PR #816, opened 2019-06-15
GUI UI Elements

csweaver:
Fleshing out the load window for the GUI UI.
Added
- drag and drop for files
- loading indicator
- advanced options section
- logo
- window name

Screen Shot 2019-06-19 at 11 09 00 PM

There still is a fair amount of styling (CSS work) to be done, but this pr adds all the ui elements and hooks up their utility.


seve:
Right now the progress bar that appears when uploading the file seems like its communicating progress when it's not.  Consider replacing it with an indeterminate progress bar.

server/gui/main.py
```diff
@@ -237,13 +286,208 @@ def onError(self, err, server_error=False):
...
+        self.header_layout.addWidget(self.form_visibility_toggle)
+        self.header_layout.setStretch(0, 4)
+        self.options_layout.addLayout(self.header_layout)
+
+    def setupForm(self):
+        # Option Widgets
+        self.title_widget = QLineEdit()
+        self.title_widget.setAccessibleName("title")
+        self.embedding_widget = QComboBox(self)
+        self.embedding_widget.addItems([""] + MODES)
```
bkmartinjr: why are the layout names hard-coded as a constant?  The scanpy engine derives them from the dataset (see `_default_and_validate_layouts`) as they will vary by dataset.    Suggest that the same happen here.

server/gui/main.py
```diff
@@ -237,13 +286,208 @@ def onError(self, err, server_error=False):
...
+        self.embedding_widget.currentIndexChanged.connect(self.updateOpt)
+        self.obs_widget.textChanged.connect(self.updateOpt)
+        self.var_widget.textChanged.connect(self.updateOpt)
+        self.max_category_items_widget.valueChanged.connect(self.updateOpt)
+        self.diff_exp_lfc_cutoff_widget.valueChanged.connect(self.updateOpt)
+
+        # Labels and tooltips
+        title_label = QLabel("title:")
+        title_label.setToolTip("Title to display (if omitted will use file name)")
+        embedding_label = QLabel("embedding:")
```
bkmartinjr: We should be consistent and use either embedding or layout, but not both.  Suggest using the same as the CLI option (currently `layout`)

server/gui/main.py
```diff
@@ -237,13 +286,208 @@ def onError(self, err, server_error=False):
...
+        self.resetProgress()
         self.window().stacked_layout.setCurrentIndex(LOAD_INDEX)
         self.error_label.setText(f"Error: {err}")
         self.error_label.resize(self.MAX_CONTENT_WIDTH, self.error_label.height())
+        # self.error_label.setFrameStyle(QFrame.Panel)
 
     onServerError = partialmethod(onError, server_error=True)
 
 
+class AdvancedOptionsArea(QFrame):
```
bkmartinjr: As an alternative to this relatively complex property sheet, have you considered a simple text box that just accepts the CLI text parameters?    Advanced options are "advanced", and so there is less of a usability concern.  And it has the advantage of making all CLI params, now and future, available for use without a Qt implementation.

csweaver: Love that idea! Will re-implement

server/gui/main.py
csweaver: will fix

server/gui/main.py
csweaver: We don't have access to the file at form fill out time. I could do some pre-loading of the file and read from it to get the layouts. I think the point is moot, though, if I go with your CLI options suggestion as planned.

bkmartinjr: in that case, I'd either use my CLI options suggestion, or just remove it entirely...   It is only helpful as a way to reduce the amount of data copied to the front-end....   Otherwise it has little effect....

csweaver: Agreed!

csweaver:
Converted advanced options form to a text box that accepts the CLI text parameters. This did require some refactoring of the CLI so that I could consistently pull in common options as the cli gets updated but ignore options that wouldn't belong in the gui version (ex --open or --port). Click was pretty resistant to parsing args outside of launching your app from the CLI so I copied some of the parsing function directly from their core code.

Screen Shot 2019-06-26 at 11 40 53 PM

server/cli/launch.py
```diff
@@ -13,22 +14,53 @@
 from server.app.util.utils import custom_format_warning
 from server.utils.utils import find_available_port, is_port_available
 
-
 # anything bigger than this will generate a special message
-BIG_FILE_SIZE_THRESHOLD = 100 * 2**20  # 100MB
+BIG_FILE_SIZE_THRESHOLD = 100 * 2 ** 20  # 100MB
+
+
+def common_args(func):
```
bkmartinjr: function name doesn't mean much to me -- "common" to what?   Maybe just add a comment?

server/gui/options_parser.py
```diff
@@ -0,0 +1,24 @@
...
+from server.cli.launch import common_args
+
+
+@click.command()
+@common_args
+def cli(**kwargs):
+    pass
+
+
+def parse_opt_string(opts):
```
bkmartinjr: how much of this function is using private (click-internal) interfaces, vs. public API?   Just thinking about maintaining this in the long term....     Short term, could protect by adding some unit tests.

server/cli/launch.py
csweaver: common to gui/cli. will add comment

server/gui/options_parser.py
csweaver: `add_to_parser` (line 18) is the only truly internal function. Technically OptionParser is an internal class, but it's included in their documentation. 

I'll add some unit tests. Long term, click may be the wrong option if we want to keep this pattern with the gui. Reading some of the issues on click's github implies they are deliberately against adding the flexibility I'd need to do this the right way.

PR #822, opened 2019-06-24
increase readability of centroid labels

seve:
Increases the readability of the labels by removing the text label of the graph and replacing it with a target icon.  Also signifies the displayed label by a hover effect on the left sidebar.

* Styling changes to the `value` component
* Removal of the text label in `setupCentroidSVG` in favor of an SVG icon

_Note: This addresses, but does not fully close. #811_


csweaver:
closed, we will take this in another direction.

» **Task prompt**: Say how many lines contain "updateOpt" in the material above; the number is the whole answer.

» **Response for this exercise**: 5